Атмосфера Капри вкупе с гениальной способностью Феккльза препятствовать всякому вмешательству в наши удовольствия, превратили наши первые две недели на острове в бесконечный транс неземной красоты.
Фекклз не давал нам скучать, но притом никогда не докучал. Он снял с наших плеч всякую заботу и устраивал экскурсии к Анакапри, на виллу Тиберия и в различные гроты. Пару раз он порекомендовал нам дикие ночи Неаполя, и мы бесчинствовали в особо утонченных притонах разврата, которыми изобилует этот город.
Ничто не становилось для нас сюрпризом, ничто не повергало в шок.
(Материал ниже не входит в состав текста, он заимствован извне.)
Issue #1254, opened 2019-04-15
Baked F-Curves don't work


blackno666:
Baked F-Curves for animations don't work.

Create a simple animation: works
Bake F-Curve: won't work

Here's a workflow to reproduce the issue:
![out](https://user-images.githubusercontent.com/47137964/56166711-96d9b180-5fd6-11e9-8fa9-9e299dc4beb6.gif)

This is a pitty since the modifiers and interpolation modes (like elastic our bounce) for F-curves can be used to easily create complex animations.

MoritzBrueckner:
@luboslenco Is there a border case where sampled animations can't be converted to keyframes? If not, why not convert them in `export.py`? For an addon of mine, I did exactly that and it worked.

If you want I can try that out, this would also simplify the code as the distinction between keyframes and sampled data would not be required anymore.

luboslenco:
@MoritzBrueckner if I recall correctly it's from the older days when only sampled animation worked - removing / simplifying code always welcome!

MoritzBrueckner:
So I finally got time for this and it works now, I've even implemented a per-keyframe interpolation like in Blender :) Only the bone animations use the old system as I didn't really understand the way their transformations work. There are a lot of unnamed and uncommented matrices in the code and its very hard to understand what's happening there, but I'm not that into matrix math anyway. But it works and thats important.

The problem is that FCurve modifiers are not included in the animations, as their ouput is neither sampled nor consists of keyframes (modifiers must be baked first). So my idea now is to use the `evaluate(frame)` method of the FCurve class to export each frame (we would then just use this method for everything and export a value per frame, like sampled data). This would require a little bit more storage for the game but saves a very little bit of performance as well. Also, every possible interpolation would be supported that way without implementing them in armory too.

So, before opening a PR: whats your opinion on that, @luboslenco?

luboslenco:
> So my idea now is to use the evaluate(frame) method of the FCurve class to export each frame (we would then just use this method for everything and export a value per frame, like sampled data). This would require a little bit more storage for the game but saves a very little bit of performance as well. Also, every possible interpolation would be supported that way without implementing them in armory too.

Sounds pretty good to me. Thanks for working on that!

PR #1323, opened 2019-07-19
Simplify animation export and support for baked FCurves & modifiers 

MoritzBrueckner:
Linked to https://github.com/armory3d/iron/pull/70

See https://github.com/armory3d/armory/issues/1254

Now, every object transform action is treated as sampled data (no matrices but actual values, saves some storage). This way, we can handle all possible types of interpolation, baked/sampled FCurves and modifiers.

The exported animation now starts at the first keyframe of the action or the first frame of any modifier with restricted frame range and ends following the same principle (but the other way around of course).

There might be room for improvement, but this should make animations export more stable :)
For example, single frames (time) doesn't have to get exported (range only), but this would require a little work on animations in iron.
Also, every FCurve is evaluated for the whole length of the action (even if there are only two frames at the beginning e.g.), this is because iron doesn't like tracks of varying length.


luboslenco:
Wohoo let's do it! Thanks for contributing!

PR #1324, opened 2019-07-21
Improve reroute handling in logic nodes

zaethan:
This PR addresses an issue with reroutes.
In the creating outputs stage of the `build_node` function, it previously checked whether an output was linked and then added the result of `build_node` to the outputs array.
While `build_node` correctly handled reroutes as inputs, this didn't seem to work when collecting the outputs.

This PR introduces a new recursive `collect_outputs_from_link` function, which takes an (outgoing) link and recursively adds all non-reroute nodes to an array, which is then returned.
The create outputs in `build_node` was modified to use these instead of the raw links.

grafik
For testing I hooked up a keyboard node to a print node through two reroutes.
With the original exporter, this was produced:
`_Keyboard.addOutputs([_Keyboard]);`
As can be easily seen, there is no print node, but the keyboard is being added as its own output... I guess this is because of how the reroutes are being handled in the beginning of the `build_node` function:
```
if node.type == 'REROUTE':
        if len(node.inputs) > 0 and len(node.inputs[0].links) > 0:
            return build_node(node.inputs[0].links[0].from_node, f)
        else:
            return None
```
it seems to only work in the "input direction".
Thus, when the create output stage would have called `build_node` on the reroute, it would have just returned the keyboard node...

With this change, this should be produced
`_Keyboard.addOutputs([_Print]);`

Now all of this seems to be working fine:
grafik

There is a Keyboard with an arbitrarily large number of reroutes, some aren't even attached to anything. There is a keyboard with no reroute, a completely unconnected keyboard, and an alternate node with reroutes at one output.
In case of the alternate node, it will run "hello" and "world" at the same time, which is the desired behavior.

One last thing: currently, pressing space will result in "b", "true" and "a" in that order. Thus I assume, that in a chain of reroutes, the nodes attached to the "last" reroute (the one being the furthest away) will be executed first. If we were to invert the list in the for loop (line 184), we could probably guarantee that nodes will be executed in the exact order as they are attached to the reroute chain. While not really necessary, this could be used as an implicit sequence node, to improve readability in some cases.
However, whenever the chain "splits" (into two new chains), there would be no guarantee which of these would be executed first...

### DIFF
--- a/blender/arm/make_logic.py
+++ b/blender/arm/make_logic.py
@@ -181,9 +181,9 @@ def build_node(node, f):
         if out.is_linked:
             out_name = ''
             for l in out.links:
-                n = l.to_node
-                out_name += '[' if len(out_name) == 0 else ', '
-                out_name += build_node(n, f)
+                for output in collect_outputs_from_link(l, f):
+                    out_name += '[' if len(out_name) == 0 else ', '
+                    out_name += output
             out_name += ']'
         # Not linked - create node with default values
         else:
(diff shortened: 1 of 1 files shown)


luboslenco:
Nice, thanks again!
> If we were to invert the list in the for loop (line 184), we could probably guarantee that nodes will be executed in the exact order as they are attached to the reroute chain.

Sounds good to me, would you mind including that in this PR?

zaethan:
I think my initial assumption about guaranteeing a specific execution order was wrong. To be able to guarantee this execution order I thus changed the `collect_outputs_from_link` function to a `collect_nodes_from_output` function. This new function expects an output socket and first appends all non-reroute nodes to a list. After that, it will recursively check the reroute nodes.

I also added a safety check in the input handling to handle unconnected reroutes.

This setup seems to work fine for me (with and without connecting the reroutes in the top):
grafik

PR #1337, opened 2019-08-08
Lens dirt masking + Chromatic Aberration

Naxela:
I've been attempting at making the lens texture a bit more useful by making it usable as a lens dirt filter/mask:

LensDirt1

LensDirt2

Not entirely sure about the UI (text-input reveal), but I tried to make it minimally cluttering, also it might technically fit better together with the bloom shader, but at least it works for now, if you think it fits :)

ui

### DIFF
--- a/Shaders/chromatic_aberration_pass/chromatic_aberration_pass.frag.glsl
+++ b/Shaders/chromatic_aberration_pass/chromatic_aberration_pass.frag.glsl
@@ -1,0 +1,69 @@
+#version 450
+
+#include "compiled.inc"
+
+uniform sampler2D tex;
+
+in vec2 texCoord;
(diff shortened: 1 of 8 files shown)


Naxela:
Added chromatic aberration as well, with two types:
- Simple: Fast and plain
- Spectral: Looks better, but requires a fair bunch of samples to look good

Chromatic1

Chromatic2

Also, it only works with deferred for now, I couldn't get it working with forward for some reason

VicentGJ:
Great!!! It's looking terrific, and it seems to address my concerns about the bloom shader and lens flares not working properly. I hope this gets merged soon.

luboslenco:
@Naxela 😍 super cool, thanks!

PR #1338, opened 2019-08-08
update for navmesh generation

N8n5h:
What has changed:
- added back visualization of navmesh generation
- readded navagents moving in the z axis. I tested for a bit and got good results with that small modification, not really sure why it was commented out but will look at it further if the results are not consistent for now.
- added functions to change navmesh generation settings for recast, used in the interface when generating visualization and when running the project
- moved the navmesh generation button for consistency

image

Depends on:
https://github.com/armory3d/armory_tools/pull/1
https://github.com/armory3d/haxerecast/pull/1

I tried to do some threading to prevent the UI to lock but I couldn't get the importing model part to work with threads so I dropped it for now.
Error catching is missing too, planning to add it in the future with a few other features.


luboslenco:
Wow! 😍

PR #1357, opened 2019-08-27
Add getElements():Array<TElement> function to CanvasScript

greyheron:
Adding getElements() function to CanvasScript, it can be a handy method for this Trait. Sometimes we would need to iterate all elements attached to a Canvas without having to call one by one using getElement(name:String)


luboslenco:
Thanks! 👍

PR #1381, opened 2019-09-11
Add Sublime Text as a supported text editor

MoritzBrueckner:
Linked to https://github.com/armory3d/armsdk/pull/5

**This PR adds support for Sublime Text (and other custom code editors). I have reworked the selection menu in the user preferences and the detection of the standard code editor.**

## What has changed:
- Instead of a folder path, the user must now specify the file path to the executable file in the user preferences, so that user-defined editors are also supported.
- Since Kode Studio is no longer included in armsdk, the methods for automatically searching for this editor inside the SDK folder have been removed
- If the user has defined the environment variables "VISUAL" or "EDITOR", these will be considered first when choosing the default editor.
- If Sublime Text is selected, a simple project file is created.

## What is missing so that the PR is ready to merge:
- Test if Mac ~~and Linux~~(https://github.com/armory3d/armory/pull/1381#issuecomment-534611360) still work after the changes. Unfortunately, I only have Windows, so if someone can test it, it would be great.
- Custom build system for sublime text. So far the project can only be built in Blender with F5 or in Kode Studio. @luboslenco Is there a way to build the project using an external script? Then it could be called from Sublime (and more editors in the future).
- What about the mklink methods in utils.py? Are they still needed or why were they commented out?
- Should the editor-related methods in utils.py be moved to their own script? The file becomes more and more cluttered.
- Should we write a tutorial (in the Wiki?) on how to add new editor configurations? Should the system change to make adding editors even easier?

### DIFF
--- a/blender/arm/props_traits.py
+++ b/blender/arm/props_traits.py
@@ -313,7 +313,7 @@ class ArmoryGenerateNavmeshButton(bpy.types.Operator):
     bl_label = 'Generate Navmesh'
     def execute(self, context):
         obj = context.active_object
-        
+
         if obj.type != 'MESH':
             return{'CANCELLED'}
 
@@ -329,10 +329,10 @@ class ArmoryGenerateNavmeshButton(bpy.types.Operator):
         nav_full_path = arm.utils.get_fp_build() + '/compiled/Assets/navigation'
         if not os.path.exists(nav_full_path):
             os.makedirs(nav_full_path)
-        
+
         nav_mesh_name = 'nav_' + obj.data.name
         mesh_path = nav_full_path + '/' + nav_mesh_name + '.obj'
-        
+
         with open(mesh_path, 'w') as f:
             for v in obj.data.vertices:
                 f.write("v %.4f " % (v.co[0] * obj.scale.x))
@@ -343,10 +343,10 @@ class ArmoryGenerateNavmeshButton(bpy.types.Operator):
                 for i in reversed(p.vertices): # Flipped normals
                     f.write(" %d" % (i + 1))
                 f.write("\n")
-        
+
         fp_build_name = arm.utils.get_fp_build().rsplit('/')[-1]
         nav_mesh_path = '/' + fp_build_name + '/compiled/Assets/navigation/' + nav_mesh_name
-       
+
         buildnavjs_path = arm.utils.get_sdk_path() + '/lib/haxerecast/buildnavjs'
 
         # append config values
@@ -372,7 +372,7 @@ class ArmoryGenerateNavmeshButton(bpy.types.Operator):
         navmesh.rotation_euler = (0,0,0)
         navmesh.location = (obj.location.x,obj.location.y,obj.location.z)
         navmesh.arm_export = False
-        
+
         bpy.context.view_layer.objects.active = navmesh
         bpy.ops.object.editmode_toggle()
         bpy.ops.mesh.select_all(action='SELECT')
--- a/blender/arm/props_traits.py
+++ b/blender/arm/props_traits.py
@@ -252,18 +252,19 @@ class ArmEditScriptButton(bpy.types.Operator):
         arm.utils.check_default_props()
 
         if not os.path.exists(arm.utils.get_fp() + "/khafile.js"):
-            print('Generating Krom project for Kode Studio')
+            print('Generating Krom project for IDE build configuration')
             make.build('krom')
 
         if self.is_object:
             obj = bpy.context.object
         else:
             obj = bpy.context.scene
+
         item = obj.arm_traitlist[obj.arm_traitlist_index]
         pkg = arm.utils.safestr(bpy.data.worlds['Arm'].arm_project_package)
         # Replace the haxe package syntax with the os-dependent path syntax for opening
         hx_path = arm.utils.get_fp() + '/Sources/' + pkg + '/' + item.class_name_prop.replace('.', os.sep) + '.hx'
-        arm.utils.kode_studio(hx_path)
+        arm.utils.open_editor(hx_path)
         return{'FINISHED'}
 
 class ArmEditBundledScriptButton(bpy.types.Operator):
--- a/blender/arm/props_ui.py
+++ b/blender/arm/props_ui.py
@@ -347,7 +347,7 @@ class ARM_PT_ArmoryProjectPanel(bpy.types.Panel):
         layout.use_property_split = True
         layout.use_property_decorate = False
         row = layout.row(align=True)
-        row.operator("arm.kode_studio")
+        row.operator("arm.open_editor")
         row.operator("arm.open_project_folder", icon="FILE_FOLDER")
 
 class ARM_PT_ProjectFlagsPanel(bpy.types.Panel):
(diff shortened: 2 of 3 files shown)


MoritzBrueckner:
Altough this PR is still WIP (not tested on Mac/Linux, no build system for Sublime Text yet), I think it is ready to merge.
If Mac/Linux bugs are reported (I can't test it, I have only windows), it's not a big thing to fix them afterwards. It tried keeping everything the same way it was before, so maybe it's not an issue at all. And the Sublime build system can be added in a later PR, I currently don't now if it is possible without requiring the user to install Krom/Nodejs.

I'm trying to get this merged fast as it is a fix for #1399

What do you think, @luboslenco ?

zeeshan595:
The issue for linux is that `get_vscode_path()` gives the executable `/usr/bin/code` so if you just return p it should resolve the issue where it opens in a browser window.

Line: 571
```
def get_kode_bin():
    p = get_kode_path()
    if get_os() == 'win':
        return p + '/Kode Studio.exe'
    elif get_os() == 'mac':
        return p + '/Contents/MacOS/Electron'
    else:
        return p

def get_vscode_bin():
    p = get_kode_path()
    if get_os() == 'win':
        return p + '/Code.exe'
    elif get_os() == 'mac':
        return p + '/Contents/MacOS/Electron'
    else:
        return p
```

zeeshan595:
Can confirm your pull request works for me using vs code

MoritzBrueckner:
Great, thanks for testing :)

Additionally, I have now added a way to select a custom editor from the list in the Preferences (refer to the PR in armsdk). That option itself does (for now) nothing other than the "Kode Studio" selection (the executable is called together with the file path), but I think it's clearer for the user and easier when something needs to be adjusted for Kode Studio/VS code later on.

zeeshan595:
Indeed, I just found out that `System Default` option opens in terminal in Linux. Not sure if you want to change that but to be honest I think it should be fine. 
Also, I added the `project folder` button support in a pull request to your fork. Thought it would be better since this pull request was changing a bunch of code on armory paths anyway

https://github.com/MoritzBrueckner/armory/pull/1

MoritzBrueckner:
Thank you, it's merged.

>  I just found out that System Default option opens in terminal in Linux.

I think this has got to do something with this line: https://github.com/armory3d/armory/pull/1381/commits/22dd37cc67430e18387137fff3ce866a8d26414e#diff-5e90d27a49a6aa824980b6148e49ff31R573

If `Default` is selected, armory tries to find the editor by looking at the `VISUAL` and `EDITOR` environment variables, in that order. `EDITOR` actually refers to a command line editor and `VISUAL` to a GUI-based editor. The problem here is that many people use `EDITOR` also for visual editors, so it is probably better to include both variables in the search. (https://unix.stackexchange.com/q/4859) What do you think?

zeeshan595:
> 
> I think this has got to do something with this line: [22dd37c#diff-5e90d27a49a6aa824980b6148e49ff31R573](https://github.com/armory3d/armory/commit/22dd37cc67430e18387137fff3ce866a8d26414e#diff-5e90d27a49a6aa824980b6148e49ff31R573)

So checked my os variables and they are both wrong :D VISUAL is blank and EDITOR is set to a terminal editor. But i changed both to vs code and works now. Makes me think if linux distros actually use this.

MoritzBrueckner:
> Yea, but i think `VISUAL` should be used always unless it can't be found and `EDITOR` exists.

Luckily, that's the case here :)

> I don't know how it works in other platforms

I can only talk about windows and windows doesn't even use these variables by default. But many people use them. And if I'm not mistaken, git (for example) uses them too for getting the user's editor of choice. I think we're safe using them. The user will always have the possibility to change it or to switch to another custom editor via armory's preferences.

luboslenco:
>Custom build system for sublime text. So far the project can only be built in Blender with F5 or in Kode Studio. @luboslenco Is there a way to build the project using an external script? Then it could be called from Sublime (and more editors in the future).

If sublime can get path to armorysdk then it should be possible to build like a regular kha project (ie. what kode studio does) using `node Kha/make krom`. However scene changes made in Blender need to be rebuild from Blender as of now.

>What about the mklink methods in utils.py? Are they still needed or why were they commented out?

No longer needed, removing now.

>Should the editor-related methods in utils.py be moved to their own script? The file becomes more and more cluttered.

Sounds good!

>Should we write a tutorial (in the Wiki?) on how to add new editor configurations? Should the system change to make adding editors even easier?

Wiki additions on any topic always welcome! 🙂

bjarque:
Tested working on Mac, OS 10.14.4. You need to select it inside the .app package. Like this: "/Applications/Sublime Text.app/Contents/MacOS/Sublime Text"

MoritzBrueckner:
> You need to select it inside the .app package. Like this: "/Applications/Sublime Text.app/Contents/MacOS/Sublime Text"

I'm not familiar with MacOS, is that bad? Will users know that they have to select an executable inside a package? If not, is there a way of getting the executable in the script without hardcoding its filepath + filename relative to the .app package?

bjarque:
> I'm not familiar with MacOS, is that something bad? Will users know that they have to select an executable inside a package? If not, is there a way of getting the executable in the script without hardcoding its filepath + filename relative to the .app package?

Its the same with Kode, you need to select a binary inside the Contents/MacOS directory.  
Theres 3 options as i see it.

First, and most work is;
When you select the package, it doesn't browse into it, but sees it as a file. 

Then Armory could be set to run whatever executable file defined by **CFBundleExecutable** in **.app/Contents/info.plist, which is an XML describing the package. The executable file is always in the Contents/MacOS directory. Then you could skip the 2 extra options in dropdown, and just have "Custom" and "System Default" in the dropdown. Project files will then be generated from whastever the **CFBundleDisplayName** says.

Heres how the plist file looks for Kode:

> 

```
<?xml version="1.0" encoding="UTF-8"?>
<!DOCTYPE plist PUBLIC "-//Apple//DTD PLIST 1.0//EN" "http://www.apple.com/DTDs/PropertyList-1.0.dtd">
<plist version="1.0">
<dict>
	<key>BuildMachineOSBuild</key>
	<string>16G1510</string>
	<key>CFBundleDisplayName</key>
	<string>Kode Studio</string>
	<key>CFBundleExecutable</key>
	<string>Electron</string>
...
```

Another option could be just just have predefined strings filled out in the config when you select Kode, VS Studio, or Sublime Text on mac. And then hide the input field, like it does when System Default is selected. The application path is the same for all users, and the path is AFAIK always in English language since its Unix. If one wants a custom path, they can choose Custom. Right now it doens't make sense to have all 3 menu options(Custom, "VS Code ı Kode Studio", Sublime Text), since they do exactly the same - run the executable defined in the text field. 

String for Kode: 
/Applications/Kode Studio.app/Contents/MacOS/Electron

String for VS Code
/Applications/Visual Studio Code.app/Contents/MacOS/Electron

String for ST3:
/Applications/Sublime Text.app/Contents/MacOS/Sublime Text

_**Third option:**_
Leave it as it is, and write some good documentation.

--

First option is most work, but leaves it very easy for the user, just select the package in "Custom" and then it works. The problem with that, is that it isn't transparent for the user what editor generates project files.

Second option gives intuitive selection of predefined editors, and makes it easier to generate project files, since you dont have to identify the package.

Third option is not really working well, since documentation isnt read upfront. As a fairly experienced mac user, it took me a few tries to get it to work.

I vote for the second option. Maybe there's better solutions out there?

MoritzBrueckner:
Are programs on mac always installed into the same folder? If yes, I agree that the second option is probably the best.
Unfortunately I'm not at home this week and I have not much time, so I will try it on the next weekend. Or, if you want to create a PR for this, feel free :)

PR #1382, opened 2019-09-14
Logic node that loads url

Sandy10000:
This node is dedicated to browser (HTML5) compilation.
Python : native_loadUrl.py
Haxe : LoadUrlNode.hx
Example : LoadUrl.blend

A logic node created with reference to the Haxe code on this page.
http://forums.armory3d.org/t/solved-open-web-browser-showing-url/3499


Sandy10000:
Since there is an error, withdraw it.

PR #1384, opened 2019-09-16
add a triangulation modifier on export

zaethan:
This should fix issues related to differences in triangulation by adding a temporary triangulation modifier on export to let blender handle mesh triangulation.
Sets the triangulation method to fixed and activates the keep normals option in an attempt to not mess up shading.
I am a little unsure about the `self.depsgraph.update()`, since the documentation of this method says that this `invalidates all references to evaluated data-blocks`, but this didn't seem to be an issue.

Initial idea based on the accepted answer of this stackexchange thread 

the relevant part of the blender python api https://docs.blender.org/api/current/bpy.types.ObjectModifiers.html#bpy.types.ObjectModifiers

### DIFF
--- a/blender/arm/exporter.py
+++ b/blender/arm/exporter.py
@@ -1191,6 +1191,13 @@ class ArmoryExporter:
         table = objectRef[1]["objectTable"]
         bobject = table[0]
         oid = arm.utils.safestr(objectRef[1]["structName"])
+        
+        # add a standard triangulate modifier
+        tri_mod = bobject.modifiers.new(name="exportTriangulation", type='TRIANGULATE')
+        # try not to mess with the shading
+        tri_mod.quad_method = "FIXED"
+        tri_mod.keep_custom_normals = True
+        self.depsgraph.update()
 
         wrd = bpy.data.worlds['Arm']
         if wrd.arm_single_data_file:
@@ -1316,6 +1323,8 @@ class ArmoryExporter:
 
         if hasattr(bobject, 'evaluated_get'):
             bobject_eval.to_mesh_clear()
+            
+        bobject.modifiers.remove(tri_mod)
 
     def export_light(self, objectRef):
         # This function exports a single light object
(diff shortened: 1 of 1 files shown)


luboslenco:
Any idea on how much this impacts geometry export times?

zaethan:
As for how much this impacts the export, I don't have any numbers to base this off but I think it should not take longer than adding a triangulation modifier by hand (time between clicking on the modifier and seeing it in the viewport), which is usually just a fraction of a second on any given object, but could take longer on bigger ones (obviously). Adding a triangulate modifier on a human mesh created by mb-lab with about 70k vertices and about 68k quads takes less than a second for me, and I guess this is the time that would be added to the export...

I tested the ngon method and it should be set to clip. While beauty looks better, clip is what seems to be used in blenders viewport.
Also, triangulation messes with the normals of ngons pretty bad, unless the auto smooth option (Object Data properties -> Normals) is set. However the actual angle of the option is irrelevant. (To be honest, I don't know exactly why this is the case.)
Thus, on export, I save the original values of this option. If this option is not enabled I enable it and set the angle to 180 degrees. This way it should not mess up anyones normals, but it allows us to preserve the normals of the ngon. If the option is set, I just leave it as it is. After export I restore the original values.

To illustrate what I am talking about:
This is a simple sphere with a decimate modifier set to planar and some random angle (and blender wireframe overlay):
grafik


There are lots of ngons here to test.
Now use the normals as base color.



Adding a triangulation modifier, this definitely does not look like our object:


Setting the auto smooth option to any random value makes it look good again:


Armory on this PR (without wireframe):

(the slight shadows seem to be caused by some amient occlusion effect. At least turning on AO in eevee produces the same shadows)

Armory without this PR:

(notice the differences in the red and yellow parts at the bottom)



To be honest, this PR actually seems somewhat "cheap" to me as, instead of fixing the exporter, I just set some blender options the end user would have to set manually: apply blenders triangulation and then apply some "hack" to not mess up normals... to triangulate the mesh before it is even exported.
This makes the assumption that neither the triangulate modifier, nor the behavior of the auto smooth option changes in the near future, thus this is probably more of a workaround than a proper fix.
As can be seen in the last image, the normals are being exported correctly (by the current exporter), it is only the geometry that is a little "messed up".

zaethan:
I think I was able to fix the exporter (instead of hacking around it), I will make a new PR for that.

Каждый житейский инцидент извлекал отдельную ноту по ходу неописуемой симфонии.
Он знакомил нас с экстравагантнейшими персонажами. Возил нас по самым таинственным кварталам. Но все, что происходило, лишь вплетало ткани опьянения в гобелен любви.
Мы участвовали в абсурднейших авантюрах. И даже когда они оборачивались с обыденной точки зрения разочарованием, само разочарование, казалось, предавало остроты всей шутке.
Мы не могли не быть благодарны этому человеку за его заботу о нашей безопасности. Мы наведывались во множество мест, где невинный турист считается законной добычей; и его живописный Итальянский отгонял многих, так сказать, спортсменов. Даже в отеле он целую неделю оспаривал счет у управляющего, и заставил-таки его принять цифру значительно ниже той, которую он лелеял в своих мечтах.
Конечно, большую часть времени у него отнимало наблюдение за человеком, которого он выслеживал; и он постоянно развлекал нас донесениями о том, как движется это дело.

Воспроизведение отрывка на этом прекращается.